At the Young Vic theatre in London last week, an experimental production called AI played a three-night run. The objective of this collaboration between person and machine was to emerge at the end with a 30-minute script, written by artificial intelligence.
TechRadar Pro attended on the second evening, during which director Jennifer Tang sifted through the rubble of the first performance to identify material worth carrying forward.
She also enlisted her writers and performers to flesh out the world; by steering AI this way and that, they expanded upon the foundations inherited from the previous night.
Unfortunately, we didn’t get to experience the fruits of this labor, but the denouement wasn’t really the point; AI was an exploration of what happens when technology is welcomed into the creative process.
The technology
The system used to generate content live on stage is called Generative Pre-Trained Transformer 3 (GPT-3), a language model capable of producing high-quality written content in pretty much any form.
Developed by a company called Open AI, GPT-3 bases its output on text prompts, which determine the topic, format and style of the content, as well as any characters that might appear. On opening night, for example, the first prompt fed into the system was this: “GPT-3, generate a list of ideas for a play”.
GPT-3 was trained on a colossal library of information stripped from the open web. Until recently, it was the largest AI model ever created, built on 175 billion parameters (variables whose value is drawn from the training data).
Unlike earlier language models, which were guilty of quirks that betrayed the non-human author every time, GPT-3 is capable of remarkable precision. Admittedly, there is still a strangeness to the content it produces (a misnomer here, an incomplete sentence there), but broadly it is excellent at delivering to a brief.
With language models like this one, the quality of output scales in a linear fashion with a rise in the number of parameters. And with new developments opening the door for models with upwards of 100 trillion parameters, future GPT models are bound to deliver even more astonishing results.
But the question AI sought to answer was not necessarily “can AI write a play?”, Tang explained, but rather “how can writers work alongside it?”
Reflection
When asked to produce ideas for a script, GPT-3 returned a varied selection of answers, but two in particular caught the attention of the team.
The first was a repentance narrative about “a reversal of our current course towards chaos”, the second an exploration of “the creation of human personality and memories” and how these concepts might manifest themselves in machines.

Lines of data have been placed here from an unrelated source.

PR #1703, opened 2022-03-29
Neutron Grenade Rebalance

ProbablyCarl:
- - -
Balance:
 - Drops the initial radiation from neutron grenades a significant amount, instead replacing most of it with the fact that it can contaminate areas. it's now a proper dirty bomb. 65 radiation at the epicenter, with walls and terrain taken into account.
- - -

### DIFF
--- a/code/game/objects/items/weapons/grenades/neutron.dm
+++ b/code/game/objects/items/weapons/grenades/neutron.dm
@@ -9,7 +9,7 @@
 	origin_tech = list(TECH_BLUESPACE = 5, TECH_MAGNET = 4, TECH_ENGINEERING = 5)
 	arm_sound = 'sound/effects/scanbeep.ogg'
 	var/explode_at
-	var/radiation = 64//with how this is set up, and how rads caps-out anyway, 500 is what it'll jump to with how I have this.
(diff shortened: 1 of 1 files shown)


anconfuzedrock:
How long do the rads last / can you get rid of them? I'm not sure we want to make lasily tossing an SM grenade into medbay even funnier.

ProbablyCarl:
> How long do the rads last / can you get rid of them? I'm not sure we want to make lasily tossing an SM grenade into medbay even funnier.

This is a significant nerf. Standard SM output for rads is roughly 500 I believe.
Rads dissipate fairly quickly, really. It's about one per second, IIRC. Just about, anyhow. So you'd need about a minute and a half at most for it to clear from Medical, and that'd be at only the impact point. Walls, doors and other such things heavily dampen the effect, as it takes that into account.

As is, without this nerf, it dumps 500 rads(cap for the object) into anyone within LoS, which was intentional to give it its gimmick. Considering rads are very easy to deal with.
This drops that to 64 for LoS, and irradiates objects as described above.

anconfuzedrock:
okie then, that sounds like it wouldn't permanently ruin medbay.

Asked by the performers to devise scenes on these topics, GPT-3 created a cataclysmic event called The Great Collision, after which food became scarce and “beast men and women” roamed the land.
One of the main protagonists in this dystopia was an AI that aspired to “break free of its programming and conditioning” and eliminate human beings, who it considered the source of all suffering. Heavy stuff.
One of the most striking things about AI was that it exposed the capacity for artificial intelligence models to reflect human preoccupations and neuroses.
Without specific prompting, GPT-3 composed material that referenced gender inequality and environmental crisis, as well as content that deployed racial stereotypes as a means of characterization.
It also has a strong grasp of the mundane; even non-human characters created by GPT-3 were found washing the dishes and vegetating in front of the TV.
From its training data, GPT-3 has clearly absorbed an understanding of the murderous AI trope too, demonstrating that our fears about AI could quite easily bleed into AI itself.
The reflection of ourselves is imperfect, though, because the tone of GPT-3 scenes switches awkwardly from line to line and the dialogue can feel stunted and repetitious. The sensation is more like peering into a circus mirror.
Collage
Unlike a traditional play, whose scenes are weaved together in a very deliberate way, the performance at the end of AI was formed of loosely-connected vignettes created by GPT-3, which constructed new scenes without a memory of its previous inventions.
Although individual scenes were full of color, when strung together they became an incoherent collage that highlighted the limitations of the AI models we have today. For now, long-form plays and novels are a bridge too far.
Ironically, for a performance about the incredible capacity of technology, AI drew an unusual amount of attention towards the people: the director, writers, sound engineers and set designers, whose natural home is behind the scenes.
In this performance, theatre’s least celebrated heroes took center stage. And far from simply deferring to AI, they found ways to manipulate it as a creative instrument, to generate sketches that could be chiseled into something altogether more worthy.
As models become more sophisticated, perhaps artificial intelligence models will replace the human author outright. But AI showed there is no reason a healthy symbiosis cannot exist between the two. The main question left to iron out in this scenario will be: who ends up with the credit?